Investigators have re-created the beginnings of the process that enabled scales of dinosaur-era birds to evolve into feathers. Scientists have figured out a way to transform alligator scales into feathers in a laboratory, which could provide vital clues in how dinosaurs evolved into birds. It’s one of the most significant developments in the history of evolution, and scientists are trying to figure out the massive biological shift that gave us the birds we know today.
Scientists were able to figure out what the feather developing genes are in birds, and then they stimulated those genes in alligator embryos, causing the scales to turn into feathers. Their findings were proclaimed in the journal Molecular Biology and Evolution. Experts believe that some dinosaurs evolved into birds that still had scales, while other dinosaurs developed feathers. However, there remains a lot of mystery in exactly how this evolution happened. The full statement from Molecular Biology and Evolution from Oxford University Press follows below.
In first glimpse, most people wouldn’t consider alligators or birds were evolutionary relatives. But indeed, reptiles are the closest living siblings of birds, and all descended from the archosaurs, the ruling reptiles which once commanded ages ago.
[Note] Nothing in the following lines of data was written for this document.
PR #1140, opened 2022-06-16
Erase password by default

nicolas-grekas:
While the password is hashed, we don't need it in the session storage, so we can erase it, isn't it?

### DIFF
--- a/src/Security/UserClassBuilder.php
+++ b/src/Security/UserClassBuilder.php
@@ -34,7 +34,7 @@ final class UserClassBuilder
 
         $this->addPasswordImplementation($manipulator, $userClassConfig);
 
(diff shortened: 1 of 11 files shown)


lyrixx (approved):

weaverryan (commented):
I think... this doesn't work, unfortunately:

1) If we erase the password after successful auth, there's a risk something will `$em->flush()` during the request and save the empty string to the database.

2) Even if we did this, on the next request, a fresh `User` would be loaded with their hashed password... and then the hashed password would be stored in the session at the end of the request anyways.

iirc, we also rely on the hashed password of the serialized User and the "fresh" user to match, otherwise we log you out (this is the mechanism to log out other sessions of their user when they change their password).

Archosaurs provided rise to the age of the dinosaurs and, ultimately, birds and reptiles as their only living descendants. Lately, many transitionary dinosaur fossils with full or partial plumages have been revealed. Scientists speculate these primitive “proto-feathers” of feathered dinosaurs may have evolved to help endothermy, attract mates, gave them an ability to outrun predators better, and eventually glide and fly.
But exactly how the outer skin and underlying tissues specify feathers versus scales and ultimately the evolution of flight has remained a puzzle. Though, this rich evolutionary heritage should be still implanted within all existing reptile and bird DNA. They have also displayed the ability to turn scales into feathers, by turning on and off-key molecular circuits at crucial stages of scale growth and development.
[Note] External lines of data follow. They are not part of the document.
PR #1145, opened 2022-07-05
[ci] fix blocked plugins

jrushlow:
Ref'd in https://github.com/composer/composer/issues/10925

Since Composer `2.3.9` unless you explicitly allow/disallow a plugin (`flex` in our case), an error is thrown (halts our CI run) before any tests are actually ran.

### DIFF
--- a/.github/workflows/ci.yaml
+++ b/.github/workflows/ci.yaml
@@ -139,7 +139,7 @@ jobs:
               run: composer diagnose
 
             - name: "Require symfony/flex"
-              run: composer global require --no-progress --no-scripts --no-plugins symfony/flex
+              run: composer global require --no-progress --no-scripts --no-plugins symfony/flex -vvv
 
             - name: "Composer install"
               uses: "ramsey/composer-install@v1"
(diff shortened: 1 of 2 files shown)


.github/workflows/ci.yaml
```diff
@@ -135,6 +135,9 @@ jobs:
             - name: "Add PHPUnit matcher"
               run: echo "::add-matcher::${{ runner.tool_cache }}/phpunit.json"
 
+            - name: "No Plugins"
+              run: composer global config --no-plugins allow-plugins.symfony/flex false
```
weaverryan, line 139: I think we DO want Flex enabled - iirc, we install it to get a performance boost.

Seldaek:
Note the allow-plugins could simply always be in composer.json. And the flex require could also perhaps be in require-dev always but maybe not, not sure why you add it dynamically, I'll leave that up to you :)

jrushlow:
Thanks Jordi - as it turns out we don't need to require flex anymore. This was actually an artifact from the old TravisCI days where doing a global require flex provided a perf boost in CI. 

Just for reference in the future; if we were to explicitly add flex, or any other package, to our allow-plugins in composer.json, would this mean that when a user added _our_ package to their composer project - the plugins that _we_ allowed here would be inherited and in their allow list? Or would they also have to explicitly add flex (or xyz package) to their allow-plugins as well?

Not sure if that makes sense. Either way glad we could help identify a bug on your end and remove some legacy config on our end.

Seldaek:
No every project is fully in charge of which plug-ins are run to ensure a dependency can't sneak one on you.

For the research study, the team conducted a whole RNA transcriptome and DNA genomic examination of growing chicks and alligators to recognize their gene expression differences and the critical genes in scale or feather development. Following, they placed these unique chicken feather genes inside alligator eggs, carefully turning them on or off beneath their growing skin to reawaken an ancient programming that can transform scales into feathers.
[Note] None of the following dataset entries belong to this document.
PR #1147, opened 2022-07-11
[make:entity] Property types, Types:: constant & type guessing

weaverryan:
Hi!

This expands on the excellent work in #1039. This adds to `make:entity`:

A) Property types - e.g. `private ?int $id = null`. Most property types are nullable and default to null, effectively making them typed, but identical to how things worked before (before types, properties were naturally nullable and defaulted to null).

B) Removes *most* `type:` options in `ORM\Column` as these are now "guessed" since doctrine/orm 2.9 from the property types.

C) For the few `type:` options that remain, we use a `Types::` constant.

Cheers!

### DIFF
--- a/src/Doctrine/DoctrineHelper.php
+++ b/src/Doctrine/DoctrineHelper.php
@@ -12,6 +12,7 @@
 namespace Symfony\Bundle\MakerBundle\Doctrine;
 
 use Doctrine\DBAL\Connection;
+use Doctrine\DBAL\Types\Types;
 use Doctrine\ORM\EntityManagerInterface;
 use Doctrine\ORM\Mapping\Driver\AttributeDriver;
 use Doctrine\ORM\Mapping\MappingException as ORMMappingException;
@@ -24,6 +25,8 @@ use Doctrine\Persistence\Mapping\Driver\MappingDriver;
 use Doctrine\Persistence\Mapping\Driver\MappingDriverChain;
 use Doctrine\Persistence\Mapping\MappingException as PersistenceMappingException;
 use Symfony\Bundle\MakerBundle\Util\ClassNameDetails;
+use Symfony\Component\Uid\Uuid;
+use Symfony\Component\Uid\Ulid;
 
 /**
  * @author Fabien Potencier <fabien@symfony.com>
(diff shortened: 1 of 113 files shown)


weaverryan:
This is ready! The Symfony 6.2.x-dev failures are from an upstream bug - https://github.com/symfony/symfony/issues/46916

src/Doctrine/DoctrineHelper.php
```diff
@@ -230,6 +233,64 @@ public function isClassAMappedEntity(string $className): bool
...
+    public static function getTypeConstant(string $columnType): ?string
+    {
+        $reflection = new \ReflectionClass(Types::class);
+        $constants = array_flip($reflection->getConstants());
+
+        if (!isset($constants[$columnType])) {
+            return null;
+        }
+
+        return 'Types::'.$constants[$columnType];
```
jrushlow, line 291: For consistency...
```suggestion
        return sprintf('Types::%s', $constants[$columnType]);
```

src/Doctrine/EntityClassGenerator.php
```diff
@@ -48,7 +47,7 @@ public function generateEntityClass(ClassNameDetails $entityClassDetails, bool $
 
         $useStatements = new UseStatementGenerator([
             $repoClassDetails->getFullName(),
-            [Mapping::class => 'ORM'],
+            ['Doctrine\\ORM\\Mapping' => 'ORM'],
```
jrushlow, line 50: Is this for code readability?

src/Resources/skeleton/doctrine/Entity.tpl.php
```diff
@@ -17,8 +17,8 @@ class <?= $class_name."\n" ?>
 {
     #[ORM\Id]
     #[ORM\GeneratedValue]
-    #[ORM\Column(type: 'integer')]
-    private int $id;
+    #[ORM\Column()]
+    private ?int $id = null;
```
jrushlow, line 21: Side note - I think with the minimum versions we use for Doctrine now, we no longer need properties to be nullable. As I recall, this was _required_ in earlier versions otherwise doctrine would through an `exception` when initiating a class. E.g. 
```php
SomeEntity
{
    private int $id;

    public function getId(): int
    {
        return $this->id;
    }
    ...
}
```

This is no longer the case and the above works without issue. But it depends on which side of the coin we are looking at - for the purposes of Doctrine, `null` properties are not needed we are just adding unnecessary types (especially in terms of auto-generated data). In the terms of the codebase, nullable private properties _could_ make sense if a property is not init'd via the constructor. 

Personally, I lean more towards the doctrine train of thought - only make a property nullable if it is intended to be nullable.. Thoughts?

src/Util/ClassSourceManipulator.php
```diff
@@ -47,6 +47,8 @@ final class ClassSourceManipulator
     private const CONTEXT_CLASS = 'class';
     private const CONTEXT_CLASS_METHOD = 'class_method';
 
+    private const DEFAULT_VALUE_NONE = '__default_value_none';
```
jrushlow, line 50:
```suggestion
    private const CONTEXT_CLASS_METHOD = 'class_method';
    private const DEFAULT_VALUE_NONE = '__default_value_none';
```

jrushlow (commented):
Shweet! Couple of minor comments...

src/Resources/skeleton/doctrine/Entity.tpl.php
weaverryan: I decided to make them nullable, not for Doctrine, but to avoid the PHP `must not be accessed before initialization` error that you'd get if you accessed the `$id` property (or any other property) before setting it / saving. I'm not positive it's the best approach, what I did is the most conservative: the code works exactly like the untyped version of the code. But, it does have "looser" types, so it's not *as* awesome.

jrushlow (approved):
Awesome Work! Thanks @Geekimo && @weaverryan

Geekimo:
Thanks @weaverryan for updating my work !

icedevelopment:
@Geekimo @weaverryan first off, nice work! I noticed this PR explicitely adds ` = null` after each property which doesn't seem necessary as they should already default to null or maybe I'm missing something?

Geekimo:
@icedevelopment Hello, thanks.
A property never defaults to null unless it is explicitely specified.
If you do not set a default value, it won't be accessible unless initialized via an affectation.

jorismak:
phpstan now always flags the properties as incorrect, because the database says 'not null' and the PHP code says 'nullable'.

I know that you can't access an uninitialized property, but forcing it to null... is that right?

We've worked for years with non-nullable properties this way. You set them in the constructor if you want safe, or other coding standards..

I'm now in doubt if I need to ignore the errors in phpstan, or adjust the scaffolding from make:entity to make the nullable types match the database layout.

Maybe from my C/C++ background, but an uninitialized property (and the dangers of it :P) sound perfectly fine in my head :).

Dr Cheng Ming Choung, a professor of pathology at the Keck School of Medicine of USC said that our analyses led to the classification of five morpho-regulatory modules that are essential for new feather formation. We suggest that these modules may initially evolve as various strategies for better adaptation. Ultimately, the integrative combination of five morpho-regulatory modules achieves the highly favourable feather architecture today, provides the Ave class to challenge most of the open sky as their ecological niche.
These essential circuits head to the budding and elongation of appendages, follicle with stem cells and dermal papilla to support cyclic redemption, barb ridge formation with different branching forms, and particular feather keratin differentiation. Some molecules could only produce one of the five criteria, eg.; the Sox2 gene can turn on feather budding and entirely inhibits scale production, while Grem1 can produce barb-like branching.
“Additional molecules, such as retinoic acid or Sox18, have a greater ability to produce scutate scales to make feather-like skin appendages,” said Chuong. “These feather-like appendages present all five criteria defining feathers, advising that they operate at a higher hierarchical level in this evolutionary pathway.”
These master regulators may have been the original genes to adapt during early archosaur evolution and gain a newfound strength toward the making of today’s complex feathers. “Intriguingly, some of these phenotypes are related to the unusual filamentous appendages found in the specimens of feathered dinosaurs.”
Motivated by the “flying dragon,” Ping Wu wants to question alligator scales to form feathers. By forced expression of sprouty and beta-catenin, genes they found to help convert chicken scales to feathers, they can cause the formation of elongated scales in alligator embryonic skin. The research significantly adds to the growing list of genes and molecules known to induce feather-like structures in birds and has established a robust new system in alligators to test and further explore the evolution of flight.